Patrick Dillon, business manager of the Provincial Building and Construction Trades Council of Ontario in Toronto, says employers and the labour community should embrace the report. “Safety is not only morally right, it adds to the bottom line of businesses by preventing injuries, illnesses and fatalities,” Dillon says in a statement.
It is “deeply regrettable” that it took the deaths of four young men to trigger the review, Len Elliott, an MOL inspector and an activist with the Toronto-based Ontario Public Service Employees Union, says in a union statement. “We will be watching very closely to ensure that all the recommendations are implemented to the fullest in order that Ontario becomes a safer place for working people,” Elliott says.
NO FALLING DOWN
Despite repetitive messaging, falls from height continue to be a challenge. Recently, a number of jurisdictions have taken steps to address this persistent hazard:
- A six-week safety blitz of Alberta construction sites last fall resulted in almost 300 inspections involving 146 commercial construction employers. Inspectors issued 214 orders, including 57 for fall hazards and 49 for a lack of proper fall protection safeguards, notes Alberta Employment and Immigration (AEI) in Edmonton. Thirty-nine of the directives issued were stop-work orders. “To say I’m disappointed with these results is an understatement,” labour minister Thomas Lukaszuk said at the time.
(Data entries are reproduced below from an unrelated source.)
PR #1473, opened 2019-11-05
Fix bug 1593237 Replace String list spinner

sccofield:
**What does this PR do?**
This pull request fixes the issue [1593237](https://bugzilla.mozilla.org/show_bug.cgi?id=1593237). It replaces the string list spinner with a content loading placeholder (skeleton).

Screenshot 2019-11-05 at 11 26 07 PM


sccofield:
hi, @mathjazz I decided to use HTML and CSS to build the skeleton to make it more responsive.

frontend/src/core/loaders/components/SkeletonLoader.js
```diff
@@ -0,0 +1,24 @@
+import React from 'react';
+
+import './SkeletonLoader.css';
+
+const list = [1, 2, 3, 4, 5, 6, 7, 8, 9, 10];
```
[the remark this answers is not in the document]
mathjazz: Ideally, we should fill the entire string list with placeholders. So I would increase the number to 30 and hide the scrollbar:
```css
.skeleton-loader {
    height: 100%;
    overflow: hidden;
}
```

frontend/src/core/loaders/components/SkeletonLoader.js
```diff
@@ -0,0 +1,24 @@
...
+
+const SkeletonLoader = () => (
+    <div className="skeleton-loader entities unselectable">
```
mathjazz: You can remove the `entities unselectable` classes.

frontend/src/core/loaders/components/SkeletonLoader.js
```diff
@@ -0,0 +1,24 @@
...
+        <ul>
+            { list.map((i) => {
+                const classes = `entity missing ${i ===1 ? 'selected' : null}`
```
mathjazz: Please add space after `===` and change 1 to 0 now that the `list` will start from 0.

frontend/src/core/loaders/components/SkeletonLoader.js
```diff
@@ -0,0 +1,24 @@
...
+                return <li className={ classes }>
+                    <span className='status fa'/>
+                    <div>
+                        <p className='source-string'></p>
+                        <p className='text-2'></p>
+                    </div>
```
mathjazz: Could you also add skeleton for the translations?

frontend/src/core/loaders/components/SkeletonLoader.js
sccofield: Hi, @mathjazz I noticed that when I removed the entities class, the list does not load, it just stops on the skeleton page. 
I can't really figure out why it's behaving like that.

sccofield:
> Once that's done we'll also need to look into the editor and figure out if we should add some placeholders there as well.

It will look nice to add some placeholders where the editor is, I will work on a design on it first to show you what it will look like. Though I noticed that the editor is empty when there is no strings to translate. 
Screenshot 2019-11-05 at 11 26 07 PM

sccofield:
> Once that's done we'll also need to look into the editor and figure out if we should add some placeholders there as well.

It will look nice to add some placeholders where the editor is, I will work on a design on it first to show you what it will look like. Though I noticed the editor is not visible when they are no strings to translate.

Screenshot 2019-11-07 at 1 03 02 AM

frontend/src/core/loaders/components/SkeletonLoader.js
```diff
@@ -0,0 +1,25 @@
+import React from 'react';
+
+import './SkeletonLoader.css';
+
+const list = [...Array(30).keys()];
+
+const SkeletonLoader = () => (
+    <div className='skeleton-loader entities'>
```
adngdb: Why the `<div>` here? Why not return the `<ul>` directly?

frontend/src/core/loaders/components/SkeletonLoader.js
```diff
@@ -0,0 +1,25 @@
+import React from 'react';
+
+import './SkeletonLoader.css';
+
+const list = [...Array(30).keys()];
+
+const SkeletonLoader = () => (
```
adngdb: To stay consistent with the rest of the app, please use the `function` syntax here. That way you can write…

```js
export default function SkeletonLoader() {
```

… and avoid the export on a different line.

frontend/src/core/loaders/components/SkeletonLoader.css
```diff
@@ -0,0 +1,33 @@
+.skeleton-loader p {
+    height: 0.875rem;
+    background-color: #E2E2E2;
+    animation: fading 1.5s infinite;
+    overflow: hidden;
```
mathjazz: Not sure this is needed here. But you should add a new rule on top to prevent scrollbar on the loader:

```
.skeleton-loader.entities {
    height: 100%;
    overflow: hidden;
}
```

sccofield:
> I think we'll also need to use a different loader (None? Spinner?) when you scroll down the list. The current experience with the skeleton is not so great for that use case.

Hi, @mathjazz I need more clarifications here on where we need a different loader.

mathjazz:
> Hi, @mathjazz I need more clarifications here on where we need a different loader.

Sure: when you scroll down the string list, more strings are loaded. There we shouldn't show the loader.

sccofield:
Hi @mathjazz looking at the code, I discovered that we used `react-infinite-scroller` to load the list. This package accepts just one loader so it will be difficult to use a separate loader when scrolling down the list. I was also thinking if there is any way we can edit the present skeleton to improve the users' experience or use a different type of loader all together.

mathjazz:
I see. Let's keep the skeleton loader then.

I'd suggest to make two changes though:

1. Let's just have two lines - one for source string and one for translation - both with the same thickness.

1. If you scroll to the very bottom of the list, so that you only see the skeleton, strings keep loading in batches, one after another. We should only load one batch of strings and move the scrollbar up so that the first newly loaded string is shown on top of the list.

mathjazz:
Thanks for the update! Could you also unify the line thickness and use different widths? I like how the skeleton looked originally: https://github.com/mozilla/pontoon/pull/1473#issue-337048376.

--

To test string loading, I suggest you [set up a test project](https://mozilla-pontoon.readthedocs.io/en/latest/user/localizing-your-projects.html#adding-a-new-project-to-pontoon). Go to http://localhost:8000/admin/, click "Add new project" and then fill out the following fields:
* Name: Test
* Slug: (autocompletes)
* Locales: Select Slovenian (sl)
* Repository URL: https://github.com/mathjazz/pontoon-test.git
* Download prefix: .
* Public Repository Website: (autocompletes)

Click Save Project and once the page reloads, click the red Sync button at the bottom. After a few seconds, you should be able to access http://localhost:8000/projects/test/ and then get to the translate view. You should now have multiple resources in the menu. Let me know how it goes. :)

--

I haven't checked, but you might be right about the solution for the infinite string loading issue - increasing the threshold in the React Infinite Scroller. The problem could also be that the loader now occupies the entire string list height.

sccofield:
hi @mathjazz Thanks, I was able to add a new project with your guide. 

I have also worked on the requested changes.

mathjazz:
Nice work! The skeleton now looks exactly as it should.

I think we still have a UX problem when loading more strings on scroll. If you scroll to the bottom of the list, entities keep loading and you don't even realize that, because the loader is static.

The current loader is smaller in height and disappears when the new batch of entities load. We should do the same with the skeleton loader. Maybe we can only occupy the lower 20-30% of the string list with the skeleton loader when requesting more strings on scroll?

sccofield:
Hi, @mathjazz I finally figured a way to use another loader, when loading more strings after the first load. I connected the component to the redux store to know if they are strings already and conditionally render the spinner loader or the skeleton.

In this case, I think I might need to change the name of the component from SkeletonLoader to maybe something like "EntityLoader".

Also after connecting the component to the redux store, I started having issues with the test suite. I have not been able to figure a way to test the component after connecting it to the redux store. It seems the shallow.() does not work with connected components. 

I will need some advice on how to proceed in this scenerio.

mathjazz:
Great work @sccofield! In this case I'd suggest to just use the skeleton loader even on scroll, but let's only show one skeleton entity (maybe two?). Note that you'll also need to set `.skeleton-loader.entities` `height` to `auto` when scrolling and to `100%` in other cases.

That might also fix the tests.

I guess you can also revert the `InfiniteScroll` treshod now.

sccofield:
Hi @mathjazz Thanks for the suggestion, The skeleton looks much better now when scrolling. I also passed the entities as props to the skeleton so that fix the tests.

frontend/src/core/loaders/components/SkeletonLoader.js
```diff
@@ -0,0 +1,21 @@
+import React from 'react';
+
+import './SkeletonLoader.css';
+
+let list;
+
+export default function SkeletonLoader (props) {
+    { list = props.entities.length === 0 ? [...Array(30).keys()] : [...Array(2).keys()] }
```
mathjazz: I would slice this into a few variables, which will be used later on:

```js
const firstLoad = props.entities.length === 0;
const entityCount = firstLoad ? 30 : 2;
const list = [...Array(entityCount).keys()];
```

You can also drop the `{}` and `let list` above;

frontend/src/core/loaders/components/SkeletonLoader.js
```diff
@@ -0,0 +1,21 @@
...
+    return <ul className={`skeleton-loader entities ${props.entities.length === 0 ? 'entities' : 'loading'}`}>
```
mathjazz: You are appending the `entities` class twice. It should be `null : 'scroll'`.

Also: spaces around content within `{}` and `${}`.

frontend/src/core/loaders/components/SkeletonLoader.js
```diff
@@ -0,0 +1,21 @@
...
+        { list.map((i) => {
+            const classes = `entity missing ${i === 0 ? 'selected' : null}`
```
mathjazz: We should only mark selected entity on `firstLoad`.

frontend/src/core/loaders/components/SkeletonLoader.css
```diff
@@ -0,0 +1,37 @@
+.skeleton-loader.entities {
+    pointer-events: none;
+    overflow: hidden;
+    height: 100%;
+}
+
+.skeleton-loader.loading {
+    pointer-events: none;
+    overflow: hidden;
```
mathjazz: You don't need to repeat these two properties here. You should change the selector to `.skeleton-loader.entities.loading`.

sccofield:
> Nice work! The only weird thing is that after applying several filters (which reload the string list), the animation seems to trigger at different times for different entities in the skeleton loader.

Hi, @mathjazz I have worked on the other corrections. I need more clarification on how to reproduce the animation triggering at different times.

sccofield:
> Thanks for the update! Adding a video to explain the issue with animation:
> https://drive.google.com/open?id=16DrjsoxoEK9A_G1MCvEAwAW__NrL-K-1

Hi, @mathjazz I just requested access for the video.

mathjazz:
You should have access now.

sccofield:
hi, @mathjazz I added some code to improve the skeleton animation. It looks better now.

adngdb:
I like this very much!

- The Workers Compensation Board of Manitoba has made its Construction Health and Safety Incentive Program permanent. The program, launched as a pilot in 2007, allows for a reduction in assessment rates for a firm that earns a certificate of recognition (COR). Among other things, this requires undergoing training and passing an independent safety audit. The lost-time injury rate for the construction sector dropped from 8.8 to 6.9 per 100 full-time equivalent workers between 2007 and 2009.
- As of January, New Brunswick has new fall protections under its General Regulation. Promoting prevention rather than fall arrest and response, the new rules seek to reduce the human and financial costs of falls from heights. These account for as much as $5 million in workers’ compensation costs every year, reports WorkSafeNB in Saint John.
- In December, the Occupational Safety and Health Administration (OSHA) in Washington, D.C. announced it had withdrawn a 1995 directive, originally meant as a temporary policy, that allowed employers engaged in certain residential construction activities to use alternative methods to stated fall protection. Of the approximately 40 workers who die each year in the United States as a result of falls from residential roofs, one-third are Latino workers who often lack sufficient access to safety information and protections, OSHA reports. Companies have up to six months to comply.